Wissentlich und skrupellos hat der Unternehmer so die Gesundheit von hunderttausenden Frauen gefährdet. Er trägt die volle Verantwortung dafür. Es wäre daher selbstverständlich, dass PIP den Frauen, die nun in ständiger Angst leben müssen, die Entfernung und Ersetzung dieser gefährlichen Implantate bezahlt.

Doch um sich aus der Verantwortung zu ziehen, hat der Unternehmer vorgesorgt: Er hat ganz einfach sein Vermögen an die Familienangehörigen überschrieben und sagt nun, dass er „kein Geld“ hat, um irgendetwas zu zahlen.
Auch der große Mülheimer Chemikalienvertreiber Brenntag, der an PIP das Industriesilikon lieferte, sieht sich in keiner Verantwortung: Wie hätte er denn ahnen können, dass ein Brustimplantate-Hersteller das Industriesilikon… für Brustimplantate nutzt?

Obwohl die USA bereits im Jahr 2000 die Implantate von PIP nach Beschwerden und einer Überprüfung der Produktion verboten hatten und auch in der EU mehrere Warnungen bei Behörden eingingen, haben alle Instanzen in Europa vor den Machenschaften dieser großen Firma einfach die Augen verschlossen – von den französischen Behörden, über die Bezirksregierung Düsseldorf bis zum TÜV Rheinland.
Erst nachdem 2010 ein Arbeiter von PIP die Pfuscherei mit dem Industriesilikon anonym aufgedeckt hat, wurde dem Wahnsinn ein Ende gesetzt und der Betrieb geschlossen.

Ganz offen und dreist hat der Anwalt des Unternehmers von PIP erklärt, dessen kriminelles Vorgehen sei die normale „kapitalistische Vorgehensweise“. Ja, im Grunde ist die ganze Funktionsweise der kapitalistischen Wirtschaft kriminell. Der Profit ist in ihr das einzige, was zählt. Und dafür sind einige auch bereit, die Menschen bewusst zu vergiften.
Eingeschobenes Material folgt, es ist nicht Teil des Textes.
Issue #6417, opened 2020-04-27
Format of null data in tooltips.


PhML:
In the following example, I use a tooltip to display underlying data but I have troubles to have consistent behavior when displaying null values of different types.

Indeed, while missing quantitative data leads to display `NaN` (no `c` key in third value of values), temporal data is interpreted as zero (`Jan 01, 1970 00:00:00`). I expect to display null values for temporal data as `null` or `NaT` to be consistent with `NaN` display of quantitative data.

Die Arbeitenden haben kein Interesse daran, auf Kosten der eigenen Gesundheit oder der ihrer Mitmenschen zu produzieren. Dieser Skandal führt erneut vor Augen, wie notwendig es ist, diese Unternehmer und ihr skrupelloses Profitstreben zu überwachen und eine wirkliche öffentliche Kontrolle über die Betriebe durchzusetzen. Und die Arbeitenden sind in der besten Position, um diese Kontrolle effektiv durchzuführen.